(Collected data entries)
PR #39297, opened 2026-07-28
fix(app): prevent pane flicker across worktrees

Brendonovich:
## Summary

- keep the session pane subtree mounted while switching between project worktrees
- make directory data and model-selection persistence switch reactively by workspace

## Validation

- `bun typecheck` in `packages/session-ui`
- production v2 session tab-switch benchmark, one run per scenario
- pre-push monorepo typecheck


Brendonovich:
not all this stuff is reactive safe yet, need to take a closer look

PR #39360, opened 2026-07-28
fix(opencode): strip unused location from skill system prompt

### LINKED ISSUE #39294: [FEATURE]: Remove or truncate <location> path in system prompt available_skills — wastes ~3.3K tokens/turn
## Description

The system prompt's `<available_skills>` block includes a `<location>` field with the full absolute file path for every skill. This field is:

1. **Unused by the LLM** — skills are loaded via `skill(name="foo")`, not by path. The tool's internal registry already maps `name` → `location` during discovery, so the LLM never needs to know the path.
2. **Extremely verbose** — macOS paths like `<location>/Users/yejq/Library/Application Support/com.xxx.zzz/mmmm/.opencode-config/skills/art-requirement/SKILL.md</location>` average ~136 characters each.
3. **Made worse by `pathToFileURL`** — spaces become `%20`, `#` becomes `%23`, and a `file://` prefix adds 7 chars on top (as documented in #33786).

## Token waste measurement (real-world data)

Measured from an actual system prompt dump with 84 skills:

```
Total <location> blocks:        84
Total characters in locations:  11,382
Average per location:           ~136 chars
Estimated tokens wasted:        ~3,252 tokens per turn
```

**3.2K tokens burned on every API call** on paths the LLM never reads, never uses, and doesn't need.

Single sample entry:

```
<location>/Users/yejq/Library/Application Support/com.xxx.zzz/mmmm/.opencode-config/skills/art-requirement/SKILL.md</location>
```
= 141 characters, for a skill whose name (`art-requirement`) is the only thing the LLM needs to invoke it.

## Why `<location>` is unnecessary

The skill loading flow:

1. System prompt tells the LLM: "these skills exist, here are their names + descriptions"
2. LLM decides to use a skill → calls `skill(name="ppt-master")`
3. The tool internally maps `name` → `location` (already known from discovery)
4. The tool reads SKILL.md and returns the content + a base directory hint

**At no point does the LLM need the file path.** The tool's internal registry already knows where every skill lives. The `<location>` field in the system prompt is pure context pollution.

For skills that reference relative resources (`scripts/`, `references/`), the base directory is already provided in the tool output when the skill is loaded — again, no need for the LLM to pre-know it.

## Where the waste happens

In `packages/opencode/src/tool/skill.ts` (as documented in #13188):

```typescript
...accessibleSkills.flatMap((skill) => [
  `  <skill>`,
  `    <name>${skill.name}</name>`,
  `    <description>${skill.description}</description>`,
  `    <location>${pathToFileURL(skill.location).href}</location>`,  // ← waste
  `  </skill>`,
])
```

And in the system prompt via `Skill.fmt(list, { verbose: true })` (as documented in #22236):

| Injection point | Format | Includes `<location>`? |
|---|---|---|
| System prompt body (`verbose: true`) | XML | **Yes** |
| Skill tool description (`verbose: false`) | Compact markdown | **No** |

The `verbose: false` path already excludes `<location>`, proving it's not essential for the tool description. The system prompt just inherited it.

## Proposed solutions

**Option A (minimal, safe):** Strip `<location>` from the system prompt only
- Keep the `verbose: true` XML format but omit the `<location>` tag
- The tool description already omits it (`verbose: false`)
- The full location is still returned in the tool output when a skill is actually loaded (where it's genuinely useful for resolving relative resource paths)

**Option B (configurable):** Add an `includeLocation` flag to `Skill.fmt()`
```typescript
Skill.fmt(list, { verbose: true, includeLocation: false })
```

**Option C (root cause):** Use the skill name as the identifier instead of the full path
```xml
<location>art-requirement</location>
```
This preserves the field for any consumer that depends on its presence, without the token bloat.

## Related issues

- #13188 — Lazy-load agent/skill lists (identifies location as part of the waste but focuses on broader lazy-loading)
- #20647 — 600KB system prompt bloat from skill descriptions (includes `<location>` in the bloat total)
- #22236 — Skill list injected twice per request (notes `verbose: true` includes `<location>`)
- #33786 — Location URL-encoding bug via `pathToFileURL` (confirms the encoding problem)
- anthropics/claude-code#59921 — Claude Code silently drops descriptions above a threshold (downstream symptom of the same budget pressure)

## Impact

For users with many skills (common in plugin-heavy setups), this is **pure waste** — 3K+ tokens that could be used for actual conversation context, tool results, or just cost savings. The fix is effectively a one-line change with zero functional impact, since the skill tool resolves `name` → `location` internally regardless of what's in the system prompt.

aakankshaduggal:
### Issue for this PR

Closes #39294

### Type of change

- [x] Bug fix
- [ ] New feature
- [ ] Documentation

### What does this PR do?

Removes the `<location>` tag from the verbose skill system prompt. The location is never consumed by the model—skills are invoked by name, not by filesystem path—so emitting it wastes ~3K tokens/turn when many skills are loaded.

Also removes the now-unused `escapeHtml` import and updates the existing test to assert that `<location>` is no longer present.

- Confirmed `bun typecheck` in `packages/opencode` passes (pre-existing MCP module errors only, unrelated)
- Updated the `"verbose format omits location tags"` test to assert `<location>` is absent and name/description tags remain

### Screenshots / recordings

N/A — no UI changes.

### Checklist

### DIFF
--- a/packages/opencode/src/skill/index.ts
+++ b/packages/opencode/src/skill/index.ts
@@ -16,7 +16,6 @@ import { RuntimeFlags } from "@/effect/runtime-flags"
 import { Glob } from "@opencode-ai/core/util/glob"
 import { Discovery } from "./discovery"
 import { isRecord } from "@/util/record"
-import { escapeHtml } from "@/util/html"
 
 const CLAUDE_EXTERNAL_DIR = ".claude"
 const AGENTS_EXTERNAL_DIR = ".agents"
@@ -330,7 +329,6 @@ export function fmt(list: Info[], opts: { verbose: boolean }) {
           "  <skill>",
           `    <name>${skill.name}</name>`,
           `    <description>${skill.description}</description>`,
-          `    <location>${escapeHtml(skill.location)}</location>`,
           "  </skill>",
         ]),
       "</available_skills>",
--- a/packages/opencode/test/skill/skill.test.ts
+++ b/packages/opencode/test/skill/skill.test.ts
@@ -64,7 +64,7 @@ const withHome = <A, E, R>(home: string, self: Effect.Effect<A, E, R>) =>
   )
 
 describe("skill", () => {
-  it.effect("formats verbose locations as XML-safe filesystem paths", () =>
+  it.effect("verbose format omits location tags", () =>
     Effect.sync(() => {
       const output = Skill.fmt(
         [
@@ -84,10 +84,9 @@ describe("skill", () => {
         { verbose: true },
       )
 
-      expect(output).toContain("<location>/tmp/plugin.git#v1.3.0/SKILL.md</location>")
-      expect(output).toContain("<location>&lt;built-in&gt;</location>")
-      expect(output).not.toContain("file://")
-      expect(output).not.toContain("%23")
+      expect(output).not.toContain("<location>")
+      expect(output).toContain("<name>tagged-skill</name>")
+      expect(output).toContain("<description>A tagged skill.</description>")
     }),
   )
 


fiveangle:
i would add a check to eliminate loading anything from `.claude/.trash/` paths to your PR and resubmit, indicating would close bug https://github.com/anomalyco/opencode/issues/50786 as well

PR #39382, opened 2026-07-28
feat(app): add subagents tab to the session side panel

### LINKED ISSUE #37267: [FEATURE]: Add a dedicated view for sub‑agent outputs and status in the desktop app
Environment:
- OpenCode Desktop: v1.18.2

What is needed => After reading each line of the data, give only the number of lines that include the word "typecheck".

Result => 3